7. Iger discloses an incident of sexual misconduct from 1974 when he was managing studio facilities for ABC shows in New York. One night, after the broadcast of “The ABC Evening News with Harry Reasoner,” Iger went back into the control room to make sure no updates were needed for later time zones. The lone producer in the room “unzipped his pants, pulled out his penis, and replied ‘I don’t know. You tell me how it looks.’ Forty-five years later, I still get angry when I recall that scene,” Iger writes.

8. A more pleasant memory for Iger is the time he worked on ABC’s live 1974 telecast of Frank Sinatra’s “The Main Event” concert from Madison Square Garden. Not only was he sent out on a mission to buy a bottle of Listerine for Ol’ Blue Eyes, which earned him a $100 tip, but he was also among the crew members who was given a gold cigarette lighter inscribed “Love, Sinatra.” “The lighter sits in a drawer in my desk to this day,” Iger writes.

9. Iger offers a personal example of how hard it can be to achieve work-life balance. As he was having dinner with the Jesuit priest who would officiate at his 1995 wedding to Bay, Iger was also negotiating the final points of his new contract as Disney was sealing its acquisition of Capital Cities/ABC Inc. He had to interrupt the dinner every few minutes to take a call regarding to the deal. Finally, Iger asked the priest for “priest-client confidentiality” and disclosed the reason he had to keep taking calls, meaning that Father Ghirlando was one of only a handful of people in the world to know that Disney was buying ABC before it was announced on July 31, 1995.

10. Iger devotes most of the final three chapters to the evolution of his thinking about on-demand streaming, and, of course, the blockbuster $71.3 billion acquisition of 21st Century Fox.
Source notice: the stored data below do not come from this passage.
PR #335, opened 2021-12-07
Update GA workflow to be able to push commits on dev

emagnier:
Related to: https://github.com/romcal/romcal/pull/332.

Because `dev` is a protected branch.... this PR:
- updates the GitHub credentials (to be able to push commits on `dev`), additional settings has been made in this repo settings.
- displays the new updated version in the console (after the version is bumped), just to provide more feedback when looking at the console.
- Git commit/tag do not use a third-party module anymore. `git` commands are run directly.
- Prevent this CI workflow to run in a loop (since this workflow is automatically running on a new commit(s) event, do not run again this workflow if the latest commit message starts with "ci:").

### DIFF
--- a/.github/workflows/dev-publishing.yml
+++ b/.github/workflows/dev-publishing.yml
@@ -15,14 +15,15 @@ jobs:
 
     env:
       CI: true
-      GITHUB_USER: romcalproject
-      GITHUB_EMAIL: romcalproject@gmail.com
+      GITHUB_USER: github-actions
+      GITHUB_EMAIL: github-actions@github.com
 
     steps:
       - name: Git checkout dev branch
         uses: actions/checkout@v2
         with:
           ref: dev
+          token: ${{ secrets.REPO_TOKEN }}
 
       - name: Install node.js and npm
         uses: volta-cli/action@v1
@@ -39,6 +40,13 @@ jobs:
           skip-commit: 'true'
           skip-tag:  'true'
 
+      - name: Read package.json
+        uses: culshaw/read-package-node-version-actions@v1
+        id: package
+
+      - name: Display bumped version
+        run: 'echo "New romcal version: ${{ steps.package.outputs.version }}"'
+
       - name: Install npm dependencies
         run: npm ci --no-audit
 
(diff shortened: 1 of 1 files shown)


tukusejssirs (approved):

emagnier:
🎉  The workflow script is working well, new version of romcal and every calendar bundles are correctly built and tested, with a version bumped (with commit + tag), and published! Managing manually the publishing of every calendar bundles was taking a lot of time, so I'm happy to see it working 😄 

There are still one thing that could be improved. There are actually 2 workflows: "Romcal CI" and "Dev branch publishing".
"Romcal CI" is actually running 3 times because of different `push` events on the `dev` branch. I think it's even no necessary to run that on the `dev` branch, because all the builds / tests are also executed from the "Dev branch publishing" script. I'll try to improve that in the next days.

.github/workflows/dev-publishing.yml
```diff
@@ -51,17 +59,15 @@ jobs:
...
-          message: 'ci: bump version to ${{ steps.package.outputs.version }}'
-          tag: 'v${{ steps.package.outputs.version }}'
-          author_name: ${{ env.GITHUB_USER }}
-          author_email: ${{ env.GITHUB_EMAIL }}
+        run: |
+          git config user.name ${{ env.GITHUB_USER }}
+          git config user.email ${{ env.GITHUB_EMAIL }}
+          git add .
+          git commit -m "ci: bump version to ${{ steps.package.outputs.version }}"
+          git push
```
tukusejssirs, line 68: Now I see this line as redundant, as `git push --tags` on L70 does pushing commits and tags alike.

tukusejssirs:
> There are still one thing that could be improved. There are actually 2 workflows: "Romcal CI" and "Dev branch publishing". "Romcal CI" is actually running 3 times because of different `push` events on the `dev` branch. I think it's even no necessary to run that on the `dev` branch, because all the builds / tests are also executed from the "Dev branch publishing" script. I'll try to improve that in the next days.

I actually don’t know what you’re talking about, but go ahead. :wink:

---

I think me might want to publish the packages on [GitHub Releases](https://github.com/romcal/romcal/releases) too.

.github/workflows/dev-publishing.yml
emagnier: `git push` do not push the tags, this is why we need then to do a `git push --tag` specifically for the tags.

tukusejssirs: Aargh, right. I use `git push --follow-tags`, but I use annotated tags only (it does not push lightweight tags).

But according [this SO answer](https://stackoverflow.com/a/3745250/3408342), there are several options. Lastest update suggests to use the following command, which should push lightweight and annotated tags alike (`git` 2.4.x is needed):

```bash
git push --atomic origin dev v${{ steps.package.outputs.version }}
```

emagnier: Thank you! I'll try to have a closer look on that in the next days!

PR #337, opened 2021-12-07
Refactor TypeScript types & export more romcal types

emagnier:
This PR is just a small refactor of some TS types. 

It also exports more types, that can be used on TS projects using romcal.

He addresses the challenges posed by such a radical realignment of businesses that were engineered to produce content for third-party distributors. Even the nature of incentive programs for executives had to be redesigned because the company is now using different metrics for success. Iger discloses that executive stock grants for some Disney employees would be determined by how much they contribute to the implementation of the strategy driving the launch of Disney Plus on Nov. 12 and other direct-to-consumer initiatives. Now, Disney is making stock grants “that would vest or mature based on my own assessment of whether executives were stepping up to make this new initiative successful,” Iger writes.